PN: It can be challenging to patch IoT and ICS environments due to the fact that OT sites often run 24/7, with limited maintenance windows to perform upgrades. In addition, many of the devices in OT environments are embedded IoT devices -- which means they are completely unmanaged because they're unable to run endpoint security software due to limited CPU and memory resources.
While experts agree that organizations can't fully prevent determined attackers from compromising their networks, there are a number of steps they can take to mitigate this risk:
- Minimize digital pathways into the OT network to reduce the attack surface. For example, all remote VPN access connections should pass through VPN gateways with multi-factor authentication (MFA) enabled. Make sure you're segmenting IT networks from OT networks and don't have a 'Swiss cheese' of ad hoc connections between IT and OT. Finally, minimize direct connections from OT to the internet. In CyberX's 2020 risk report mentioned earlier, they found that nearly 1 in 4 sites had direct connections to the internet, even though many OT personnel still claim that their OT networks are 'air-gapped' from the internet -- a claim that is becoming even less realistic given the massive number of IoT devices such as sensors that are now being connected to OT networks.
- Use a risk-based approach to prioritize mitigation of vulnerable systems. Since you can't patch everything all the time, use automated ICS threat modeling to predict the most likely paths of targeted ICS attacks on your most critical 'crown jewel' assets -- the ones that generate the most revenue in the plant, or the ones that would cause everyone to run out of the plant screaming when things go haywire.

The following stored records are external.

PR #3167, opened 2024-06-19
 fix return type of sprintf with single %s format

pilif:
In the return type extension of sprintf(), there was a shortcut to assume the return type to be non-falsy-string when the format-string is non-falsy string.

That's not correct though if the format string is just a single '%s' placeholder (or a single '%x$s' placeholder). In that case, if the requested argument is of stringy-type, then the return type is the type of the stringy argument.

This commit extends the existing support for single-placeholder templates that currently deals with numeric placeholders to also deal with %s

this fixes phpstan/phpstan#11201

### DIFF
--- a/src/Type/Php/SprintfFunctionDynamicReturnTypeExtension.php
+++ b/src/Type/Php/SprintfFunctionDynamicReturnTypeExtension.php
@@ -21,9 +21,11 @@ use function array_key_exists;
 use function array_shift;
 use function count;
 use function in_array;
+use function intval;
 use function is_string;
 use function preg_match;
 use function sprintf;
+use function substr;
 use function vsprintf;
 
 class SprintfFunctionDynamicReturnTypeExtension implements DynamicFunctionReturnTypeExtension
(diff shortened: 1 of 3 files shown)


pilif:
please note the second commit in the PR that updates an existing test ([930266c](https://github.com/phpstan/phpstan-src/pull/3167/commits/930266c63f20dd4e3228671bc6db5530c38091bb))

That test case was invalid to begin with as the line in question would throw an `ArgumentCountError` at runtime.

The other option would be to remove the test-case entirely. I can totally do both.

pilif:
(heads up: I'm about to force-push a much better test that has many more assertions)

staabm:
I am also working on this extension for a few hours with some kind of general overhaul. it will also fix your issue.

we should sync how we want to proceed :)

pilif:
up to you. My PR is, by virtue of me being totally unfamiliar with the code base, the minimal change required to fix the problem.

Feel free to close this one in preference to your overhaul, or merge this one as a stop-gap (the underlying bug has cased real-life issues for me) and rebase your overhaul on top of this one - I'm totally fine with both.

staabm:
just opened a draft of my current state. would it be ok for you, that we concentrate on my PR first (because it moves a lot of moving parts, and we put your one later on top of it?).



https://github.com/phpstan/phpstan-src/pull/3168

pilif:
absolutely. that's good for me too.

I'll have a look whether your PR fixes the underlying bug and if so, all that's needed from me is my test-case (https://github.com/phpstan/phpstan-src/pull/3167/commits/66262bb017f5f8737c326aeb71f8f6834ec1fb59#diff-4d390d0bba719512f2479a712fd2d14e7131ad079d4dd8fcced037744e3f1df8)

ondrejmirtes:
Thank you!

If you have any improvements, you can send a follow-up PR 😊

pilif:
haha - it looks like @ondrejmirtes just caused some additional work for @staabm

Thank you for deciding for us - that saves me personally quite a bit of work

#3168 doesn't fix https://github.com/phpstan/phpstan/issues/11201 on its own I think.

- Gartner predicts that executives will increasingly be held liable if they fail to create safety-and security-first enterprises, especially where cyber physical systems (CPS) are concerned. If you're unable to patch, implement compensating controls such as OT-aware network security monitoring and behavioral anomaly detection (BAD) -- so you can immediately spot suspicious or unauthorized activity in the OT network before adversaries can shut down or blow up your plants. In the TRITON attack on the safety systems in a petrochemical facility, for example, the adversary was in the OT network for years without being spotted by network defenders.